That oil pan had a crack in it so I just pulled it off last night and welded it up really quick. Good as new! :thumbup: I figure the oil is pretty dark and I don't want to put it all back in, so I guess I'll just go with Rotella. Do you need to slowly introduce synthetic after a non synthetic break in? I'm hearing mixed results.


----------



## 'dubber (Jun 15, 2004)

I would just go with non-synthetic Rotella or Delo 15w-40, put in a new filter, and call it a day. The stuff is made for turbo diesels, so it has zinc & good detergents in it. You will save a ton of money over running synthetic.


----------



## CerealKiler (May 10, 2011)

'dubber said:


> I would just go with non-synthetic Rotella or Delo 15w-40, put in a new filter, and call it a day. The stuff is made for turbo diesels, so it has zinc & good detergents in it. You will save a ton of money over running synthetic.


So you are saying to run non synthetic for the life of the car?


----------



## 'dubber (Jun 15, 2004)

Yeah man, the delo 15w40 or the rotella 15w40. 
The only time you might want to go with the 5w40 synthetic is if it gets below 20 deg F. Then the 15w gets a little thick on cold start.


----------



## CerealKiler (May 10, 2011)

Oh okay I didn't know rotella was non synthetic! Looks like I'll be picking some up today. Any reccomendations on an oil filter? Figured I'd see if there's one you prefer.


----------



## 'dubber (Jun 15, 2004)

Well you are right, the Delo and Rotella 5w-40 is the synthetic, 

but the 15w-40 is not. 

For filters, I usually go with the MANN filters, but if I need one locally, I have no problems with going down to the local store and getting a PUROLATOR regular kind **without the teflon impregnated BS**. Just the regular kind in the red, blue & white box. 

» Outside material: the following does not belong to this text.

PR #9472, opened 2023-03-03
fix(platform): align date picker writeValue behavior with datetime picker

weihaolu:
## Description

when the date picker is supposed to write a value that is not pickable then it will set an empty string. Contrary to this the date time picker sets the value. Since the disable function should only be disabling what the user can pick, programatically set values (e.g.: through the form control) should be set and visible while validators handle what to do with such a value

I'm pretty sure that BOSCH is OK, and maybe the HENGST and MAHLE are OK too. 

But the MANN and the PUROLATOR definitely have the built-in check-valve flapper thing, which you want, and their paper elements can both stand up to the higher start-up pressures with no problems. 

Also you want to make sure you get the proper model year filter, the obd1 cars have a slightly different one compared to the obd2 cars.

If anyone disagrees or has anything to add, feel free to constructively criticize.


----------



## VEE-DUBBER (Nov 22, 2000)

CerealKiler said:


> Off topic... Anyone experience running a stock clutch on 12 lbs of boost? I've been doing it for a while now with no issues... Yet!


I'm at 16 pounds and no slippage YET. I have a clutchnet setup ready to go in so I figured why not see what the stocker will hold. My turbo doesnt spool till around 3800 though.

Regarding oil, I run Liqui Moly 5w40 synthoil and add their friction modifier.
For break in run whatever is around and cheap. I drove mine like any other day. No special treatment. After 500 miles I changed to my regular stuff and 0 problems.


----------



## CerealKiler (May 10, 2011)

VEE-DUBBER said:


> I'm at 16 pounds and no slippage YET. I have a clutchnet setup ready to go in so I figured why not see what the stocker will hold. My turbo doesnt spool till around 3800 though.
> 
> Regarding oil, I run Liqui Moly 5w40 synthoil and add their friction modifier.
> For break in run whatever is around and cheap. I drove mine like any other day. No special treatment. After 500 miles I changed to my regular stuff and 0 problems.


Thats pretty much exactly what I'm at right now.  What turbo are you running? I'm on the GT35r.

I'll go grab some 15w-40 tonight and hopefully build up my new coil bracket and drive it around tomorrow. It's so fun and now that it's running right, I'm able to do upkeep and make the beast of a car look half way decent. The PO wrecked it, blew a head gasket, somehow got rear ended by a fork lift (my assumption), and just plain out didn't care... 

I feel pretty confident in the rotella 15w-40 as I hear a lot of other people on it. :thumbup:


----------



## dub_slug (May 12, 2008)

Ah **** a crack? My bad Its been maybe 3 years since I had that car together and running. Glad you got her fixed up. Hope the new oil pan and drain setup are working for ya :thumbup:

But yea bro just run the non synthetic shell rotella T. It's the only oil I've found to actually cool down after a good heat soaked high speed pull. I'm running the 15-40 rotella in my Nissan now and she loves every bit of it. 

I would highly recommend getting the BOSCH oil filter at the very minimum! the wix filters aren't bad. I've found the k&n filters to be the best tho. With Bosch and wix at a tie for second


----------



## blowndub (Mar 27, 2007)

I blew my first try and didn't get the rings seated because I took it to easy for 200 miles. Tried again with new rings and Dino 10w-30 oil, pulled a IC pipe and ran N/A for 50 miles or so ripping it every chance I could. It's really good to seat the rings in on the decel after a hard pull. Don't push the clutch in and let the motor slow you down. Seated my rings in just fine this time on the same cross hatch. Boosting 21psi now with no issues.


----------



## CerealKiler (May 10, 2011)

Nice! Yeah I tried to follow this mototune article the best I could. I drove it like any normal day and used the breaks as little as I could. I've got about 2k on it with no issues so far  the only current problem is the battery... It keeps dying on me and I'm currently stranded lol. Time to take it and get a new one!


----------